As if they were back in the seminary, Dolo said, ‘Tell me what you are thinking. The surface of your mind.’

‘I have no sense of the true scale of this, the moral scale. I don’t even know what my own life is worth. I’m too small. I’ve nothing to measure it against.’

‘But it was that very scale that saved you. What defence do we have, we feeble humans, against the Xeelee?’

‘None.’

‘Wrong. Listen to me. We are fighting a war on an interstellar scale. The Xeelee push out of the Core; we push them back, endlessly. The Front is a vast belt of friction, right around the Galaxy’s centre, friction between huge wheels spun by the Xeelee and ourselves, rubbing away lives and material as fast as we can pour them in. It’s been this way, virtually static, for two thousand years.

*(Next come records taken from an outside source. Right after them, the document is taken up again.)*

PR #860, opened 2026-09-20
Add configurable linker selection

helly25:
## Summary

Add a general per-target linker selector. The new `linker` dictionary accepts:

- `lld` (the default), preserving the bundled and hermetic linker
- `auto`, resolving the execution platform native linker (`xcrun --find ld` on Darwin, `ld` from `PATH` on Linux)
- an absolute executable path

The selected linker path is used consistently by the Clang driver and Bazel tool paths. Linker capabilities now follow the selected implementation: bundled LLD advertises `supports_start_end_lib`, while arbitrary local linkers conservatively do not. Auto selection requires matching execution and target operating systems; explicit paths remain available for deliberately provisioned cross-linkers.

This is intentionally backend-neutral groundwork. A follow-up PR will compose an optional downloaded mold linker for ELF targets without changing the meaning of `auto`.

## Motivation

Recent macOS SDKs can contain TAPI architecture entries that older bundled `ld64.lld` versions cannot parse. Selecting the Xcode linker fixes that case, but the configuration surface should also support other linker implementations and platforms.

## Hermeticity

`auto` and absolute paths are explicitly local execution-platform dependencies. The documentation calls out the remote-execution requirement, and repository configuration tracks `PATH`, `DEVELOPER_DIR`, and `SDKROOT`. Bundled LLD remains the default.

## Tests

- Added a focused macOS/Linux CI matrix in bzlmod and WORKSPACE modes.
- bzlmod exercises `auto`; WORKSPACE exercises an explicit `/usr/bin/ld` path.
- Verified locally on macOS that the generated `CppLink` action contains the Xcode-resolved linker path and the native linker completes the repository test suite.
- `bazel test //toolchain/internal:all`
- `trunk check` on all changed files

Follow-up: optional mold integration and ELF-only validation.


fmeum (approved):

AustinSchuh:
A friend reported:

```
Tests: 9/12 passed, 3 skipped (msan/dwp/extra-files — not applicable to this platform, expected)

(with linker="auto") Confirmed via verbose linker output (-Wl,-v) that Apple's native ld (Xcode's ld-1230.1) was actually invoked — not LLVM's bundled LLD — matching the documented auto behavior (xcrun --find ld)
```

Belated, looks good!

PR #738, opened 2020-10-12
Customize kubeconfig locations for kube-scheduler and kube-controller-…

bjrara:
**Why do we need it?**
Avoid hard code kubeconfig locations for kube-scheduler and kube-controller-manager in the check. Introduce schedulerkubeconfig and controllermanagerkubeconfig variable to commands so that users can customize kubeconfig files in their clusters.


yoavrotems (approved):
LGTM thank you for contributing !

PR #739, opened 2020-10-12
Fix tls-cipher-suites check for kube-apiserver

bjrara:
**Why do we need it?**
According to CIS Benchmark, item 1.2.35 allows kube-apiserver to configure with a subset of the given cipher suites. 
```
Edit the API server pod specification file /etc/kubernetes/manifests/kube-apiserver.yaml
on the master node and set the below parameter as follows, or to a subset of these values.
```
However, using the current configuration, it checks whether this whole set is the same set or is a subset of the cipher suites configured in the kube-apiserver which violates the description. This PR changes `has` op to `valid_elements` to correct the check logic.

### DIFF
--- a/cfg/cis-1.5/master.yaml
+++ b/cfg/cis-1.5/master.yaml
@@ -908,7 +908,7 @@ groups:
           test_items:
             - flag: "--tls-cipher-suites"
               compare:
-                op: has
+                op: valid_elements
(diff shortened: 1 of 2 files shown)


yoavrotems (approved):
Hey good catch thank you :) !

PR #740, opened 2020-10-12
interactive code change request

anandprabhakar0507:


yoavrotems:
Thanks for contributing but we can get all needed information about the program state with -v flag (print logs) so this PR add no value, but you are more then welcome to seek out in [issues ](https://github.com/aquasecurity/kube-bench/issues)and help with something from there :)

PR #742, opened 2020-10-14
Automate check 3.2.1 Ensure that a minimal audit policy is created

bjrara:
**Why do we need it?**
This PR automates the verification of `3.2.1. Ensuring a minimal audit policy is created` by validating `--audit-policy-file` is set to kube-apiserver start command.

If this option is configured, the kube-apiserver will check the validity of the policy file during startup.
Quote from [Auditing](https://kubernetes.io/docs/tasks/debug-application-cluster/audit/#audit-policy):
> Note that the rules field must be provided in the audit policy file. A policy with no (0) rules is treated as illegal.

So it's safe to mark the item as PASS as long as it is set.

### DIFF
--- a/cfg/cis-1.5/controlplane.yaml
+++ b/cfg/cis-1.5/controlplane.yaml
@@ -21,7 +21,11 @@ groups:
     checks:
       - id: 3.2.1
         text: "Ensure that a minimal audit policy is created (Scored)"
-        type: "manual"
+        audit: "/bin/ps -ef | grep $apiserverbin | grep -v grep"
+        tests:
+          test_items:
+            - flag: "--audit-policy-file"
+              set: true
         remediation: |
           Create an audit policy file for your cluster.
         scored: true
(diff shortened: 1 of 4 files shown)


bjrara:
This PR is open for discussion. Feel free to add any thoughts.

yoavrotems:
Hey seems good! But why just adding it to version 1.5, why not to all of them?

bjrara:
@yoavrotems From my understanding, this item can be automated. But in CIS 1.6, the description changed to `[WARN] 3.2.1 Ensure that a minimal audit policy is created (Manual)`. So I'm if there's anything beyond my knowledge makes CIS to change the guideline. I added to 1.5 because I'm not sure if it can be a global-wise change. I need more opinions on this.

yoavrotems:
https://github.com/aquasecurity/kube-bench/discussions/664 I think this discussion start to talk about this issue with manual and not scored

bjrara:
@yoavrotems Thanks for sharing the context. I updated `3.2.1 auditing` in both 1.5 and 1.6, and left `scored: false` in 1.6, leaving users to decide whether it should be automated.

yoavrotems (approved):
LGTM !

PR #746, opened 2020-10-15
Create a Heart

rohit-rksaini:
Make a heat using *


yoavrotems:
Thank you for contributing but it is not relate to project in any way.
You are more then welcome to take on of the open issues and help there :)

PR #748, opened 2020-10-18
Optimize images

JeffResc:
This pull request optimizes the images found in the repository using lossless compression. This means that the image quality will not be degraded. This will mean less space taken up by images along with faster loading times when viewing them. The overall file size has been reduced by around 46%.


yoavrotems:
Hey Thanks for this contribution, but it will be unnecessary, you are more then welcome to seek something in out issues and help there! :)

Issue #564, opened 2020-01-13
Add option to ignore check-failures


mrueg:
Some checks in the kube-bench might currently not be feasible for a user and the user wants to ignore them. 
Currently the user can only specify all tests except for those via `--check`.
It would be good if kube-bench could provide a CLI argument, that allows to soft-fail on specified tests, so they still would run but would not alter the return code:

1.1.1.2 and 1.1.1.3 fail, a user could run:
```kube-bench --expect-fail "1.1.1.2,1.1.1.3"``` and still the return code would be 0 (if all other checks pass)

lizrice:
Another option is to modify the test YAML, would that suit your needs?

mrueg:
I'd like to avoid that, maintaining numbers for the command seems to be easier than patching the yaml from a user perspective (especially with a kube-bench container using a readonly rootfs, although I have to admit this can of course be changed at buildtime).

lizrice:
Another idea: `--skip` which has a comma separated list of tests that should be treated as if they were marked with "skip" - wdyt?

mrueg:
skip works for the use case as well. soft-fail would allow to make that list smaller and smaller over time.

lizrice:
I think we should go with `—skip` because it’s consistent with the terminology we use inside the YAML file, and it would have the same effect - kube-bench would just not run a test if it’s marked as `skip` either in YAML or with this parameter

illyaMs:
Trying to figure out the draft implementation. Some questions so far (would be nice to have feedback/answers from maintainers):

1. Do I get it right that a proper place to introduce this new logic is the [filtering predicate](https://github.com/aquasecurity/kube-bench/blob/35cf28c140bdb6f84c3a29749780a08594300f69/cmd/common.go#L31)?
1. I see that having both `--group` and `--check` options at the same time is [explicitly prohibited](https://github.com/aquasecurity/kube-bench/blob/35cf28c140bdb6f84c3a29749780a08594300f69/cmd/common.go#L33). Should it be the same for this new `--skip` option? Or it is ok to have for example both `--skip` and `--group` options at the same time?
1. Should we have separate options like `--skipGroup` and `--skipCheck`, or having just `--skip` to support both filterings is enough?
1. Should `--skip` option take precedence over the `skip` field in test's yaml definition?

Thanks in advance.

iahmad-khan:
Hi,

[...]

PR #751, opened 2020-10-21
Allow for groups and checks to be skipped via command line parameter

Wicked7000:
This adds the feature specified in the PR #564 

Currently this is how the workflow works:
- User can add --skip followed by any number of IDS 
- For each id before running checks it will see if it belongs to the current group or check.
- If it belongs to the current group all child checks are skipped, if it belongs to the current check only that current check is skipped.
- If skip is specified in the yaml or the command line parameter it will be skipped.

‘But if you are caught in the middle of it, your defence is numbers. Your defence is statistical. If there are enough of you, even if others are taken, you might survive. We have probably been using such strategies all the way back to the days without fire or tools, on some treeless plain on Earth. When the predators come, let them take her – the slowest, the youngest or oldest, the weakest, the unlucky – but I will survive. Death is life, remember; that was what Teel said: the death of others is my life.’

Luca looked into Dolo’s eyes; the low-quality image had only empty, staring sockets. ‘It is a vermin’s strategy.’

‘We are vermin.’

‘Does the arch still stand?’

‘It is sited on the far side of the asteroid, away from the main weapons sites. Yes, it stands.’

‘Let it be,’ Luca said. ‘The religion. The worship of Poole at Timelike Infinity.’